Bickel W K, Higgins S T, Griffiths R R
Department of Psychiatry, University of Vermont College of Medicine, Burlington 05401.
J Exp Anal Behav. 1989 Jul;52(1):47-56. doi: 10.1901/jeab.1989.52-47.
The effects of repeated diazepam administration (80 mg) were assessed across a 12-hr time course with humans responding under a two-component multiple schedule of repeated acquisition and performance of response sequences. Subjects resided in an inpatient clinical research ward for the duration of the study. In each component of the multiple schedule, subjects completed sequences of 10 responses in a predetermined order using three keys of a numeric keypad. In the acquisition component, a new response sequence was to be acquired each session. In the performance component, the response sequence always remained the same. After stable responding was obtained and the effects of the placebo assessed, diazepam was administered for 3 consecutive days. The effects of repeated diazepam administration on overall percentage of errors across the two components of the multiple schedule were selective. In the acquisition component, the first dose of diazepam increased percentage errors with the magnitude of effects decreasing across the second and third days of diazepam administration. In the performance component, the percentage of errors was either minimally affected across all 3 days of diazepam administration or substantively increased on Day 1 with subsequent diazepam administrations having minimal effects. Effects on response rate were not selective. Diazepam decreased rates of responding in both schedule components, with the magnitude of effects decreasing across successive administrations. These results replicate previous findings in humans and nonhumans on the selective effects of diazepam on acquisition versus performance baselines. Also, the results suggest that the selective effects do not result from differences in reinforcement rate. Finally, the present results demonstrate that the selective recovery from repeated drug administration previously demonstrated in nonhumans using a repeated acquisition arrangement has generality to human behavior.

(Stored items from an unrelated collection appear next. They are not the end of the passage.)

PR #1606, opened 2022-02-28
Dedupe Geonames records with WOF concordances

orangejulius:
This PR implements deduplication between WOF and Geonames when there's a Geonames concordance ID on the WOF record.

These concordances mean we can be fairly certain that the two records are the same, and that we don't even have to look at the name, or any other properties.

Still in draft state: no tests yet, but the general logic should be solid.

### DIFF
--- a/helper/diffPlaces.js
+++ b/helper/diffPlaces.js
@@ -169,11 +169,47 @@ function isAddressDifferent(item1, item2){
   return false;
 }
 
+function isGeonamesConcordanceSame(item1, item2) {
+  let wof_record;
+  let gn_record;
+
+  if (item1.source === 'geonames' && item2.source === 'whosonfirst') {
+    gn_record = item1;
+    wof_record = item2;
+  } else if (item2.source === 'geonames' && item1.source === 'whosonfirst') {
+    gn_record = item2;
+    wof_record = item1;
+  } else {
+    // could not match to one geonames and one wof concordance, so this check does not apply
+    return false;
+  }
+
+  const concordances = _.get(wof_record, 'addendum.concordances');
+
+  if (concordances) {
+    const json = JSON.parse(concordances);
+
+    //console.log(`comparing gn ${gn_record.source_id} to concordance ${json['gn:id']} (wof ${wof_record.source_id})`);
+
+    const concordance_id = json['gn:id'];
+
+    if (concordance_id && typeof concordance_id === 'number' && json['gn:id'].toString() === gn_record.source_id) {
+      console.log(`gn ${gn_record.source_id} matches concordance from wof ${wof_record.source_id}`);
+      return true;
+    }
+  }
+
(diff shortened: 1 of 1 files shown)


missinglink (changes requested):
Conceptually this is great :+1:

I'm not in love with the code style for some reason, maybe we can use `lodash` to clean this up a bit? [Something like this](https://github.com/pelias/api/blob/master/helper/diffPlaces.js#L141-L170) might be 'nicer'?

I'll add a couple in-line comments but yeah, we should add some tests and merge this at some point.

helper/diffPlaces.js
```diff
@@ -169,11 +169,47 @@ function isAddressDifferent(item1, item2){
...
+    wof_record = item1;
+  } else {
+    // could not match to one geonames and one wof concordance, so this check does not apply
+    return false;
+  }
+
+  const concordances = _.get(wof_record, 'addendum.concordances');
+
+  if (concordances) {
+    const json = JSON.parse(concordances);
```
missinglink, line 190: there is a 'codec' in `pelias/model` which is actually just using `JSON.parse` under-the-hood but serves as a nice abstraction for if we later want to change the encoding or apply compression or whatever.

there are some examples in this repo already, have a look for `const codec = require('pelias-model').codec;`

missinglink (commented):
Also worth mentioning that it would be great it we could make this check more generalized.

For instance, if an OSM record, a WOF record and a GEONAMES record all shared a Wikidata concordance then we should be able to conflate all three using a third-party concordance.

missinglink:
Had a shower thought about this, it might be easier & more generic to do it like this:
- decode the concordances, or create an empty `{}` for each record
- append self-references, such as setting `gn:id` for `geonames` records within it's own concordances.
- intersect all the concordance maps with each other, anything with an intersection size > 0 is a match

At a later stage we could add some logic to virally merge concordances to make them work across 3+ degree connections but that's probably out-of-scope for now.

orangejulius:
I've finished this off with a test, use of the `pelias-model` `codec`, and a different code style. It now avoids any use of `let`, or `typeof`. The structure is also simpler and not as deeply nested as all the checks now bail out early.

I like the strategy you've described for how we might generalize concordance checks in the future. It's something to keep in mind for sure. I don't _think_ it really solves a problem we see today: the only possible deduplication between GN/OSM would be venues, and so few of them have matching Wikidata concordances it might not be worth it.

It also looks like Geonames records do not themselves have Wikidata concordances. So we would have to look up the data from Wikidata. For example, see La Sagrada Familia in [OSM](https://www.openstreetmap.org/relation/9194723), [Geonames](https://www.geonames.org/6452887/temple-expiatori-de-la-sagrada-familia.html), and [Wikidata](https://www.wikidata.org/wiki/Q48435).

PR #1371, opened 2019-10-09
dedupe placetype in name

missinglink:
~~note: branched off https://github.com/pelias/api/pull/1370, [view diff](https://github.com/pelias/api/compare/dedupe-normalization...dedupe-placetype-in-name)~~

this PR adds some logic which allows strings such as `City of Philadelphia` and `Philadelphia` to match for the sake of deduplication.

the normalization function is only applied for the applicable layers, so in the case above the `City of Philadelphia` must be on the `locality` layer in order to be considered for normalization.

I've added a bunch of tests and also ensured that the original data is not mutated so the display labels will remain unaffected by the deduplication normalization.

Closes https://github.com/pelias/geonames/pull/372
Resolves https://github.com/pelias/geonames/issues/395

PR #1607, opened 2022-02-28
simplify deduplication logic

missinglink:
simplify deduplication logic


missinglink:
This PR improves the deduplication of https://pelias.github.io/compare/#/v1/autocomplete?text=berlin

missinglink:
Good-to-go! I think this is a positive change which should help reduce some of the noisier deduplication cases that have been plaguing us for some time now 🎉

missinglink:
housekeeping: the [dedupe-without-skiplist](https://github.com/pelias/api/tree/dedupe-without-skiplist) branch can probably be deleted after merging this.

orangejulius:
Cool, I really love the simplicity of this logic. Even if it's technically more computationally expensive (though I would imagine the effect is not measurable), it's _much much_ easier to understand.

 I do think the case you mentioned with transitive deduplication has prevented a lot of our deduplication checks from performing as we expect.

My guess is this is good to merge but let me try it out with some of the other recent changes I've been experimenting with, like #1609 and https://github.com/pelias/api/pull/1606.

orangejulius:
Okay, after some fairly complex testing I can confirm this PR _improves_ deduplication, or more precisely it allows some of the newer deduplication strategies we are experimenting with to be more effective.

Here's a summary of some results from testing with https://github.com/pelias/acceptance-tests/pull/557

branch | Passing tests
-- | --
master | 2
A: simplified dedupe (this PR) | 2
B: dedupe-placetype-in-name (https://github.com/pelias/api/pull/1371) | 3
C: concordance-dedupe (https://github.com/pelias/api/pull/1606) | 3
A + B | 3
A + C | 3
B+ C | 4
A+ B + C | 5

The interesting thing to note is that while this PR by itself does not change the test results, nor does it change the results when combined with either of our two other deduplication PRs, when all three PRs are combined, there is an improvement over _not_ using this PR.

So that seems to confirm to me the idea that transitive deduplication is important.

One last thing to test is that this PR (as well as a combination of this and the other PRs) does not introduce regressions. That info will be coming soon, then I think we are good to go.

PR #1610, opened 2022-03-01
do not dedupe disparate unit numbers at same address

missinglink:
as mentioned in https://github.com/pelias/openaddresses/pull/504 the current deduplication behaviour considers all units at the same address to be duplicate, therefore 'squashing them' into a single response.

在一个12小时的时间进程中,评估了重复给予地西泮(80毫克)的效果,实验中人类被试在一个由重复习得和反应序列执行组成的双成分多重时间表下做出反应。在研究期间,被试居住在住院临床研究病房。在多重时间表的每个成分中,被试使用数字键盘的三个按键按照预定顺序完成10次反应的序列。在习得成分中,每次实验都要习得一个新的反应序列。在执行成分中,反应序列始终保持不变。在获得稳定反应并评估了安慰剂的效果后,连续3天给予地西泮。重复给予地西泮对多重时间表两个成分中错误总体百分比的影响具有选择性。在习得成分中,地西泮的第一剂增加了错误百分比,且在给予地西泮的第二天和第三天效果的幅度降低。在执行成分中,错误百分比在给予地西泮的所有3天中要么受到最小影响,要么在第1天大幅增加,随后的地西泮给药影响最小。对反应率的影响没有选择性。地西泮降低了两个时间表成分中的反应率,且在连续给药过程中效果幅度降低。这些结果重复了之前在人类和非人类中关于地西泮对习得与执行基线的选择性影响的研究结果。此外,结果表明选择性影响并非由强化率的差异导致。最后,目前的结果表明,之前在非人类中使用重复习得安排所证明的重复给药后的选择性恢复对人类行为具有普遍性。